Exercise requirements:
Go through the data below and return each line where the string "neither" appears.

Information shown:
»»

PR #437, opened 2025-09-30
Avatar variable security stuff

penguinencounter:
## Features
- **Storing userdata isn't as big of a problem now**; userdata will have their metatables linked to the _destination_ avatar's metatables, rather than the _source_ avatar's metatables.
  - this does not fix the fact that storing an instance of `Animation` immediately destroys any and all security
  - functions are kinda covered? they only get wrapped to track ownership and make `getCaller` work; you can easily get around this by passing functions in tables or other containers
  - we unwrap functions if possible
- `table.deepcopy(table, metatableOptions, copyUserdata)`
- `avatar:getCaller() -> UUID (string)` returns the UUID of the avatar that is calling your functions

## Bug fixes
- Fixed usage of `length` in `ReadOnlyTable` which could be intercepted with the `__len` metamethod

## Things to get in before this is merged
- [x] Documentation


penguinencounter:
ready for review :)

penguinencounter:
@PoolloverNathan i'd like a review on this if you have the time just to make sure we didn't do anything obviously wrong

Bitslayn:
👎 Too invasive and getCaller only works when functions are wrapped. Maybe add a __eq to your wrapped functions?

Bitslayn:
I'm highly against this being added to Figura however

ChloeSpacedOut:
The issues fixed here are pretty minor so there's not much benefit, but also a lot of downsides with breaking inter-avatar communication. I think it's best to wait until postwrite (rererewrite) before introducing breaking changes like this

Captain8771:
this PR is the only way to know who called your functions unless you do some prompter/acceptor pattern like Bitslayn's Lift or don't expose functions at all like Vicky's PNP, both of which feel a bit overcomplicated. at the very least, i (and a few others) would like to see `avatar:getCaller()` be added, if nothing else.

(PS: `avatar:getCaller()` _does_ work when protection is disabled, idk what Bitslayn was doing in her testing)

Bitslayn:
> this PR is the only way to know who called your functions unless you do some prompter/acceptor pattern like Bitslayn's Lift or don't expose functions at all like Vicky's PNP, both of which feel a bit overcomplicated. at the very least, i (and a few others) would like to see `avatar:getCaller()` be added, if nothing else.
> 
> (PS: `avatar:getCaller()` _does_ work when protection is disabled, idk what Bitslayn was doing in her testing)

Yes, I deduced this after noting NKCAT's whitelist still works with both avatars disabling provide and consume protections.

envicious:
> this PR is the only way to know who called your functions unless you do some prompter/acceptor pattern like Bitslayn's Lift or don't expose functions at all like Vicky's PNP, both of which feel a bit overcomplicated. at the very least, i (and a few others) would like to see `avatar:getCaller()` be added, if nothing else.
> 
> (PS: `avatar:getCaller()` _does_ work when protection is disabled, idk what Bitslayn was doing in her testing)

I think avatar:getCaller() is a great addition for avatar interop, it'll make exposing functions so much safer, would benefit pre-existing protocols like patpat, and would make future interop easier to create.

penguinencounter:
alright let's give this another try

Bitslayn:
Ooh

PR #440, opened 2025-10-08
feat: Item lore and block name functions

Bitslayn:
This will need a 1.21 commit to add all functionality of BlockState:getName()


Bitslayn:
I'm just gonna drop this PR, not close it since it's genuinely a good feature to have in Figura.

PR #441, opened 2025-10-10
feat: Skull render improvements

Bitslayn:
Changes:
* Renames ITEM_ENTITY added in another 0.1.6 PR to GROUND to align with existing render contexts
* Adds FIXED render type for skulls rendered in the item frame
* Adds GUI render type for skulls rendered inside containers
* Made sure all skulls which render on an entity pass that entity through the skull render event

Fixes:
* Fixes GROUND context not applying to stacks of dropped items


Bitslayn:
Before and after of the fix
image
image

Bitslayn:
I'm just turning this commit into a PR that adds a bunch of skull render contexts because they use the same mixin

Bitslayn:
Btw, deleting the old mixin for the ITEM_ENTITY mode causes a validation error, so I kept it in.

tivvo:
SOMEONE PLEASE MERGE THIS SHIT NOW!!!!!

Bitslayn:
Lol

PR #442, opened 2025-10-13
feat: Watch symlinked scripts, reload the avatar

Bitslayn:
This commit allows for scripts that exist in symlinked folders to be watched and reload the avatar. This does not change what scripts can be loaded by the avatar.


Bitslayn:
Avatars load symlinked scripts, which are not watched with this PR. I'm going to write that functionality before reopening the PR

Bitslayn:
Nvm I can't get that to work lol

PR #446, opened 2025-10-19
ParseVec3 and ParseVec2 will not create a new vector by default

superpowers04:


penguinencounter (changes requested):
This may lead to unexpected mutations of the input vector in places that don't entirely make sense, as well as linkages that weren't present before.

These need to be found and switched to explicitly copy for this to be useful.

unexpected mutation:
- https://github.com/FiguraMC/Figura/blob/1.20/common/src/main/java/org/figuramc/figura/model/rendertasks/SpriteTask.java#L374-L375
- https://github.com/FiguraMC/Figura/blob/1.20/common/src/main/java/org/figuramc/figura/model/FiguraModelPart.java#L1009-L1010

vector is stored as reference:
- ~~https://github.com/FiguraMC/Figura/blob/main/common/src/main/java/org/figuramc/figura/model/rendertasks/RenderTask.java#L192-L193~~
- https://github.com/FiguraMC/Figura/blob/1.20/common/src/main/java/org/figuramc/figura/lua/api/RendererAPI.java#L508
- ~~a bunch of stuff in `FiguraModelPart`~~

<sub>Note: neither of these lists is comprehensive.</sub>

superpowers04:
> This may lead to unexpected mutations of the input vector in places that don't entirely make sense, as well as linkages that weren't present before.
> 
> These need to be found and switched to explicitly copy for this to be useful.
> 
> unexpected mutation:
> 
> * https://github.com/FiguraMC/Figura/blob/1.20/common/src/main/java/org/figuramc/figura/model/rendertasks/SpriteTask.java#L374-L375
> * https://github.com/FiguraMC/Figura/blob/1.20/common/src/main/java/org/figuramc/figura/model/FiguraModelPart.java#L1009-L1010
> 
> vector is stored as reference:
> 
> * https://github.com/FiguraMC/Figura/blob/main/common/src/main/java/org/figuramc/figura/model/rendertasks/RenderTask.java#L192-L193
> * https://github.com/FiguraMC/Figura/blob/main/common/src/main/java/org/figuramc/figura/lua/api/RendererAPI.java#L508
> * a bunch of stuff in `FiguraModelPart`
> 
> Note: neither of these lists is comprehensive.

Oh oops, my bad. In those cases you can just add a `true` to the arguments of the function. When I checked, I didn't see those usages

penguinencounter (approved):

penguinencounter (approved):

PR #449, opened 2025-10-23
feat: Allow for searching disconnected avatars

### LINKED ISSUE #429: You cannot change player permissions when they are not online
### Bug Description

I understand this is an overlooked thing rather than an actual bug, but it gets a little annoying. Essentially, when you try to change a player's permissions in the Permissions tab, you can only change permissions of players currently in your server. It would be great to have a toggle among the two other toggles to switch between showing all players, and showing only online players. Maybe even a third option to show only players that have ever joined the server you are currently in, if that's possible. This option could also only show up when searching.

### Reproduction Steps

Go to the Permissions tab, and search up a player that is not currently on the server. The player will not appear in the list.

### Log File

Not needed; nor would it provide any info

Bitslayn:
~~Fixes https://github.com/FiguraMC/Figura/issues/429~~

### DIFF
--- a/common/src/main/java/org/figuramc/figura/gui/widgets/lists/PlayerList.java
+++ b/common/src/main/java/org/figuramc/figura/gui/widgets/lists/PlayerList.java
@@ -185,11 +185,15 @@ public class PlayerList extends AbstractList {
             element.disconnected = false;
         }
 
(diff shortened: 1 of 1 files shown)


Bitslayn:
image

PR #1104, opened 2021-01-21
RESET statement, SET PostgreSQL compatibility

tvar:
RESET statement  (https://www.postgresql.org/docs/current/sql-reset.html)
  SET [LOCAL|SESSION]  (https://www.postgresql.org/docs/current/sql-set.html)
  SET search_path=my_schema, public ( https://www.postgresql.org/docs/current/sql-set.html
        **value** New value of parameter. Values can be specified as string constants, identifiers, numbers, or comma-separated lists of these)


wumpz:
please correct conflicts

tvar:
fixed

src/main/java/net/sf/jsqlparser/statement/SetStatement.java
```diff
@@ -80,33 +82,39 @@ public void setName(int idx, String name) {
         values.get(idx).name = name;
```
aimiebell, line 82: I detect that this code is problematic. According to the [Correctness (CORRECTNESS)](https://spotbugs.readthedocs.io/en/stable/bugDescriptions.html#correctness-correctness), [SA: Self assignment of value (SA_SELF_ASSIGNMENT)](https://spotbugs.readthedocs.io/en/stable/bugDescriptions.html#sa-self-assignment-of-field-sa-field-self-assignment).
This method contains a self assignment of a field; e.g.
Such assignments are useless, and may indicate a logic error or typo.

tvar: I've read code 10 times and can't see problem.
SetStatement.setName(int idx, String name)
here no name conflicts (SetStatement doen't contain fields named "idx" or "name")
then i get "values" (field of SetStatement)
and get "values" element (NameExpr) with index "idx" (param)
and set it(NameExpr) field name to parameter name

where is an expression **x=x** ? i can't see

PR #1109, opened 2021-01-21
subArray support arr[1:3]

tvar:
subArray support arr[1:3]

https://www.postgresql.org/docs/current/arrays.html

We can also access arbitrary rectangular slices of an array, or subarrays. An array slice is denoted by writing lower-bound:upper-bound


wumpz:
Please resolve conflicts first.

tvar:
Resolved

PR #1165, opened 2021-04-19
Pmd

manticore-projects:
I have worked on that PMD stuff and
1) have added the Maven PMD plugin (mandatory before build in order to fail fast)
2) fixed 63 (more or less useful) PMD exceptions
3) define a PMD ruleset (removing some ridiculous rules)

Todo: @wumpz: please share the ruleset defined for Codazy because we would need to synchronize with the project ruleset. Unfortunately I can't see that Codazy ruleset because it is running under your account only. 

Please fast track this PR because it touches many files and will so break any pending PR or change. Please do not let me solving conflicts on the material corrections for the rest of the week.

Viele Gruesse!


manticore-projects:
107 issues reported by Codazy have been fixed, this should elevate the Code Quality to Grade A.

Issue #1176, opened 2021-04-23
"group by ()" cause parsing exception


xsgao-github:
**Describe the bug**
Cannot parse this statement `select sum(c) from t group by ()`.

**To Reproduce**
1. `net.sf.jsqlparser.parser.CCJSqlParserUtil.parse("select sum(c) from t group by ()")`
2. Exception - `Caused by: net.sf.jsqlparser.parser.ParseException: Encountered " "(" "( "" at line 1, column 31.`

**Expected behavior**
Not sure if `group by ()` is SQL compliant, but tested on SQL/PostgreSQL, they both support it.

**System**
 - Database you are using - SQL/PostgreSQL
- Java Version - 1.8
- JSqlParser version - 4.0

manticore-projects:
Greetings.

While "supported by PostgreSQL" is a strong argument for implementing this "feature", I still wonder: Why would anyone want to write code like that? What does the `group by()` add to the statement? Am I right to assume, PostgreSQL would silently drop it and just executes
```sql
select sum(c)
from t
```

instead? If so, why not write the SQL exactly like this? Is any RDBMS expecying the empty `group by ()` clause?
Please correct me when I am wrong, but I kind of hesitate to spend my time on supporting 'dead code'.

xsgao-github:
I also mentioned that SQL server also support that. Didn’t test other db.

I don’t know why someone write it in this way, but Tableau does.

manticore-projects:
H2 supports it too, both as 
```sql
select id_instrument, count(*)
from cfe.instrument
group by (id_instrument);
```

as well as 
```sql
select count(*)
from cfe.instrument
group by ();
```

So be it.

manticore-projects:
Can we close this please, it has been solved, tested and merged.

PR #1178, opened 2021-04-24
Add Support for TSQL NEXT VALUE FOR

### LINKED ISSUE #1177: Parser fails on TSQL "NEXT VALUE FOR"?
Parser 4.1 can't parse:
```sql
-- SELECT
select /*+PARALLEL*/
	a.id_fee_type
	, concat('New fee ' , a.id_fee_type)
    , NEXT VALUE FOR cfe.id_fee_type_ref
	from (
	select distinct
		id_fee_type
	from
		cfe.SCHEDULE
	union select
		id_fee_type
	from
		cfe.ONE_TIME_PAYMENT
	) a left join cfe.FEE_TYPE b on a.id_fee_type=b.id_fee_type
where
	b.id_fee_type is null
	and not a.id_fee_type is null
;
```

I dug into the code and found that `NextValExpression` deparses into `NEXTVAL FOR` (and the query gets parsed with `NEXTVAL FOR`). 
However, this does not seem to be valid TSQL according to https://docs.microsoft.com/en-us/sql/t-sql/functions/next-value-for-transact-sql?view=sql-server-ver15. Is this a bug or a feature? (I am not MS SQL Server guy).

manticore-projects:
fixes #1177 

I do not think, that the previously implemented `NEXTVAL FOR` is correct, but I kept it in order to avoid breaking anything. Which RDBMS would support or request for `NEXTVAL FOR` please?

With this PR, both `NEXTVAL FOR` and `NEXT VALUE FOR` will be supported. Oracle/DB2 `foo.nextval` is not affected.
If we found out, that `NEXTVAL FOR` was obsolete, we should clean this up optionally.

### DIFF
--- a/README.md
+++ b/README.md
@@ -59,6 +59,7 @@ Also I would like to know about needed examples or documentation stuff.
 
 * introduce a max depth to allow parsing complex expression lists without performance loss (thx to @manticore-projects)
 * allow all functions to have complex expressions as parameters (thx to @manticore-projects)
+** API change FunctionWithCondParams production removed
 * API change in ValuesStatement: the expression list is now hold as a ItemList and not as a List<Expression>
 * support for parser modification within **parseExpression** and **parseCondExpression**
 ' support for table schema for foreign keys


manticore-projects:
Pardon my stupid question: why does it keep referring to merged previous PRs and changes? How would I get rid of this please?
It seems like I was not using GIT correctly yet.

manticore-projects:
Add support for CTEs in `MERGE`, `UPDATE`, `DELETE` (but not yet for CTEs with VALUE LISTs)

manticore-projects:
Please please please: Deactivate the rules "PMD.CyclomaticComplexity", "PMD.ExcessiveMethodLength", "PMD.NPathComplexity" for Codazy! These do not make any sense for the `toString()` and `deParse()` methods and right now I need to activate these rules in PMD only to annotate every method with `@SuppressWarnings({"PMD.CyclomaticComplexity", "PMD.ExcessiveMethodLength", "PMD.NPathComplexity"})`.
I am not against Code quality validation at all, but this insane.

manticore-projects:
One more thing: Code Duplication. As far as I understand it, the `toString()` methods do more or less the same as the `Deparser.deparse()` methods. Would that not be the right time to overhaul this and to replace the code of the `toString()` methods with a static method `Deparser.deparse(Statement st)`?

manticore-projects:
fixes #1176

manticore-projects:
On Fri, 2021-04-30 at 15:04 -0700, Tobias wrote:
> So could it be, that here are more changes than you liked? It seems
> to be a big PR.

No, the PR is correct, please pull it.
I will use squash properly next time. Sorry for any incenvenience.

Cheers

wumpz:
Could you first remove the conflict? Then I will merge.

manticore-projects:
Done, cheers!

manticore-projects:
Fixes #1186

wumpz:
Now there are changes in 51 files??? Really?

manticore-projects:
Sorry, I know it is not ideal but what am I supposed to do?

the PR fixes 4 issues from the list
they all touch the JavaCC Parser files and ammend the Java Objects and
the Deparser
when submitting, your code checks complained so I hade to fix these too
(which affected 40 files alone)
which gave a lot of conflicting changes, making it really difficult to
split up

And last but not least, I work on JSQLParser in order to complete the
JSQLFormatter. Every change in JSQLParser affects the formatting and I
need a working JSQLParser
 immediately after I have fixed something.

So how would you want to proceed please? You pulled the #1189 first
(understandable, because its simple) and now the PR is conflicting
again. I will fix it again.

PR #1181, opened 2021-04-27
Row access support

tvar:
Support for accessing elements of row type.
Like this:
`SELECT (t.tup).id, (tup).name FROM t`
https://www.postgresql.org/docs/current/rowtypes.html#ROWTYPES-ACCESSING

Additionally remove in LEFT expression because it's just case of ROW-construct 
without this fix doesn't work queries like this:
`(t.tup).id IN (1, 2, 3)`


wumpz:
Wasn't this already solved in the actual snapshot 4.1?

tvar:
> Wasn't this already solved in the actual snapshot 4.1?

No, I've get current master and add my test case
    @Test
    public void testSelectRowElement() throws JSQLParserException {
        assertSqlCanBeParsedAndDeparsed("SELECT (t.tup).id, (tup).name FROM t WHERE (t.tup).id IN (1, 2, 3)");
    }

It failed. I can't see any code to support access to tuple elements.

wumpz:
Then sorry. I merged.

PR #1184, opened 2021-04-30
supporting/fixing unique inside sql function such as count 

sur5an:
eg - SELECT count(UNIQUE col2) FROM mytable


sur5an:
@wumpz can you please check the new PR --Thanks

PR #1189, opened 2021-05-09
Add support for casts in json expressions

tomershay:
Adding support for column type casts in JSON expressions. For example:
`SELECT id FROM tbl WHERE p.company::json->'info'->>'country' = 'test'`
These casts are supported in PostgreSQL.


wumpz:
Thx for the PR.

««

Solution for this problem:
<sub>Note: neither of these lists is comprehensive.</sub>
> Note: neither of these lists is comprehensive.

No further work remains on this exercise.